Research Takes Forever

Today is the seventh day of my bone study. I’ve been getting up at 5:30 am, arriving at the lab before the sun is above the horizon. The bakery across the street is the only building where the lights are on. I’ve worked seven to ten hours every day since I started last Saturday, and I’ve identified 1028 specimens so far, an average of 146 specimens per day.

When I plan a zooarchaeological study, I estimate that I can do 200 specimens in an eight-hour workday, 25 specimens per hour. Most of the time, I hit this rate. Sometimes I even exceed it. But what I forget is that this is the ideal rate, the rate I achieve after I’m settled into a study, with my database exactly how I want it, my reference materials in familiar locations on my laptop and work table, the measurements I need to take fresh in my mind. I forget that this is not my rate during the first week of the study.

Each bag starts out a jumble

Careful research takes time, and preparing a study is one of the most time-consuming parts. It took me this whole week of working with the specimens to get my database sorted out. I started designing the database before the bones were back in the lab. I made a list of everything I needed to record and how I would record it. It took a full day to create the database in Filemaker, then a second full day to edit and improve it. When I started identifying specimens on Saturday morning, the database included 111 fields. But in the past seven days, it has grown to 125 fields: working with the material has reminded me of important types of evidence that slipped my mind during the design phase. I was still adding fields to the database yesterday, and who knows – I may realize tomorrow there’s yet another field that should be added. But I’m crossing my fingers that I’ve finally hit the point of diminishing returns.

For every specimen I look at, there are 125 types of evidence I may have to record.  I can usually eliminate many after a brief glance. For example, I don’t have to record the circumference of the shaft on a bone that doesn’t have a shaft. But some types of evidence take time to figure out. One of the hard ones is carnivore gnawing. Dogs and other carnivores often gnaw bones, and their teeth leave marks that are fairly easy to recognize on a fresh bone. But when that bone is also gnawed by rodents, then exposed to the elements causing cracking and flaking, then buried and etched by the twisting roots of plants, it becomes much harder to decide whether a particular pattern of indentations comes from the teeth of a carnivore or from some other type of modification, what bone specialists call taphonomic processes.

Then I start to organize – by species, by bone type…

Teasing out taphonomic processes isn’t the only thing that takes time. Today, I had to investigate several bags that had been mislabeled. Figuring out their correct contextual information was a small feat of detective work. Fortunately, I keep good records, but the puzzle had me rereading the project notebook I kept back in 2009-2011 to see exactly which units my team was excavating on – for example – 14 June 2010. Needless to say, I did not average 25 specimens during those hours.

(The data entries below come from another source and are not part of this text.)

PR #3449, opened 2026-06-30
[Integration][GitHub] Add update_repo_external_properties action to sync Port blueprint properties to GitHub external properties

omby8888:
# Description

What - Added a new `update_repo_external_properties` integration action that writes Port blueprint property values to GitHub repository custom (external) properties.

Why - Customers want bidirectional sync between Port and GitHub: Port ingests GitHub external properties during resync, and automations should be able to push Port entity changes back to GitHub so repository metadata stays consistent across both systems.

How -
  - `UpdateRepoExternalPropertiesExecutor` — PATCHes GitHub's org-level external properties API with mapped property values for a target repository
  - `spec.yaml` — registers the action with `org`, `repo`, and `externalPropertiesMapping` (jqObject) inputs
  - `registry.py` — registers the new action executor
  - Unit tests for the executor and helper logic

## Type of change

### Core testing checklist

- [ ] Docs PR link [here](#)

### Preflight checklist

- [x] Handled rate limiting
- [x] Handled pagination
- [x] Support Multi account

## Screenshots

N/A — action-only change, no new resync kinds.

## API Documentation

- [Set values for a custom property for repositories in an organization](https://docs.github.com/en/rest/orgs/custom-properties?apiVersion=2022-11-28#set-values-for-a-custom-property-for-repositories-in-an-organization)


integrations/github/github/actions/update_repo_external_properties_executor.py
```diff
@@ -0,0 +1,103 @@
...
+from pydantic import BaseModel
+
+from github.actions.abstract_github_executor import AbstractGithubExecutor
+from port_ocean.context.ocean import ocean
+from port_ocean.core.models import ActionRun, WorkflowNodeRun
+
+
+class ExternalProperty(BaseModel):
+    property_name: str
+    value: str | None
```
raskinmaya: `value` is typed and coerced as `str | None`, but GH accepts `null | string | array` depending on schema for custom properties. Coercing everything with `str(value)` will break real schemas

integrations/github/github/actions/update_repo_external_properties_executor.py
```diff
@@ -0,0 +1,103 @@
...
+        org = run.execution_properties.get("org")
+        repo = run.execution_properties.get("repo")
+        return f"{org}/{repo}"
+
+    async def execute(self, run: ActionRun | WorkflowNodeRun) -> None:
+        org = run.execution_properties.get("org")
+        repo = run.execution_properties.get("repo")
+        external_properties_mapping = run.execution_properties.get(
+            "externalPropertiesMapping"
+        )
```
raskinmaya, line 49: `org` and `repo` are required in spec but never validated here. Missing values produce partition key `"None/None"` and URL `/orgs/None/...` (look [here](https://github.com/port-labs/ocean/pull/3449/changes#diff-dc3b31f8ba1bbdf8352d0917d5b56f003a7a035e9da8778de1ba8f4ca617644dR1-R103)); `dispatch_workflow_executor` raises `InvalidActionParametersException` for missing inputs - please could you match that pattern? Also validate `externalPropertiesMapping` is a `dict`; a malformed `jqObject` will crash on `.items()` [here](https://github.com/port-labs/ocean/pull/3449/changes#diff-dc3b31f8ba1bbdf8352d0917d5b56f003a7a035e9da8778de1ba8f4ca617644dR1-R103)

integrations/github/github/actions/update_repo_external_properties_executor.py
```diff
@@ -0,0 +1,103 @@
...
+                property_name=name,
+                value=None if value is None or value == "" else str(value),
+            )
+            for name, value in external_properties_mapping.items()
+        ]
+
+
+class PatchExternalPropertiesBody(BaseModel):
+    repository_names: list[str]
+    properties: list[ExternalProperty]
```
raskinmaya: IMO, for a single-repo action, the org batch endpoint is the wrong abstraction: extra `repository_names` wrapper, org-level permissions, and asymmetry with ingest. A simpler approach would be:
```
PATCH /repos/{org}/{repo}/properties/values
{"properties": [{"property_name": "...", "value": ...}]}
```

That lets you drop the `PatchExternalPropertiesBody` entirely

integrations/github/github/actions/update_repo_external_properties_executor.py
```diff
@@ -0,0 +1,103 @@
...
+import httpx
+from loguru import logger
+from pydantic import BaseModel
+
+from github.actions.abstract_github_executor import AbstractGithubExecutor
+from port_ocean.context.ocean import ocean
+from port_ocean.core.models import ActionRun, WorkflowNodeRun
+
+
+class ExternalProperty(BaseModel):
```
raskinmaya: Two Pydantic models + `from_dict` for a one-shot API call feels heavy. The exporter already does the inverse transform inline (array <-> dict). Unless these models are reused or schema-validated, an inline list comprehension would be enough. WDYT?

I also think that `@staticmethod` on the model is an odd home for serialization logic

integrations/github/github/actions/update_repo_external_properties_executor.py
```diff
@@ -0,0 +1,103 @@
...
+            logger.info("Processing external property update")
+
+            if not external_properties_mapping:
+                logger.info(
+                    "No properties changes detected — nothing to push to GitHub"
+                )
+                await ocean.port_client.report_run_completed(
+                    run, success=True, message="No changes to apply."
+                )
+                return
```
raskinmaya: `externalPropertiesMapping` is `required: true` in spec, but empty or missing mapping is treated as success ("No changes to apply"). Feels like a product mismatch - either make the input optional in spec, or fail fast on empty mapping so automations don't silently no-op

integrations/github/github/actions/update_repo_external_properties_executor.py
```diff
@@ -0,0 +1,103 @@
...
+        with logger.contextualize(org=org, repo=repo):
+            logger.info("Processing external property update")
+
+            if not external_properties_mapping:
+                logger.info(
+                    "No properties changes detected — nothing to push to GitHub"
+                )
+                await ocean.port_client.report_run_completed(
+                    run, success=True, message="No changes to apply."
+                )
```
raskinmaya: Won't the message be ignored for plain `ActionRun`s? It only patches status (take a look at `actions_and_workflow_runs`). Success/skip message won't show in the UI; I think you'll need to use something like the `post_run_log` I used when working on the gitlab `trigger_pipeline` feature

integrations/github/github/actions/update_repo_external_properties_executor.py
```diff
@@ -0,0 +1,103 @@
...
+                return
+
+            github_properties = ExternalProperty.from_dict(external_properties_mapping)
+
+            try:
+                await self.rest_client.make_request(
```
raskinmaya, line 67: Writing custom proeprty values requires fine-grained permissions (take a look [here](https://docs.github.com/en/rest/authentication/permissions-required-for-github-apps?apiVersion=2026-03-10#repository-permissions-for-custom-properties) and [here](https://docs.github.com/en/rest/authentication/permissions-required-for-fine-grained-personal-access-tokens?apiVersion=2026-03-10#organization-permissions-for-custom-properties)). Many existing GH app installation won't have these. Worth documenting and logging a clear error on 403

integrations/github/github/actions/update_repo_external_properties_executor.py
```diff
@@ -0,0 +1,103 @@
...
+            if not external_properties_mapping:
+                logger.info(
+                    "No properties changes detected — nothing to push to GitHub"
+                )
+                await ocean.port_client.report_run_completed(
+                    run, success=True, message="No changes to apply."
+                )
+                return
+
+            github_properties = ExternalProperty.from_dict(external_properties_mapping)
```
raskinmaya: GH only accepts values for properties already defined in the org schema. Arbitrary keys in the mapping will return 422. The spec example implies free-form keys so customers need to pre-provision properties in GH first

omby8888: not relevant to external props

integrations/github/github/actions/update_repo_external_properties_executor.py
omby8888: this endpoint accepts only string/null according to the docs they've sent me

integrations/github/github/actions/update_repo_external_properties_executor.py
omby8888: i will make it as a separate fix to core, that report_run_completed with also public the message if it's an action
that would be on a seperate PR though, i'm fine with leaving it like that atm

raskinmaya (approved):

But these are the frustrating things that slowed me down. There were also exciting things. One of the great joys of archaeological research is the unexpected discoveries. As I examined my specimens for signs of taphonomic processes, I also noticed that several showed characteristic burnishing on the points and edges, a sign that they had been used as tools. I bagged and labeled each one and set them aside for a colleague who specializes in analyzing worked bone. Studying bone tool production is new in Nuragic archaeology, and the work my colleague will do to understand the worked bone industry at my site, Sa Conca Sa Cresia (Middle Bronze Age, c. 1700-1450 BCE), will result in only the second publication of its kind. As my colleague says, “È tutto da scoprire” – it’s all to be discovered.

So there are many reasons why research takes forever, but take forever it does. I’m a little nervous looking at the many bags of bones. Will I manage to identify every single one? At this point, I can’t say. But, like a good scientist, I took the time to design my study carefully. I will at least have a statistically significant sample – enough evidence to draw robust conclusions about the animal economy at my early Nuragic site.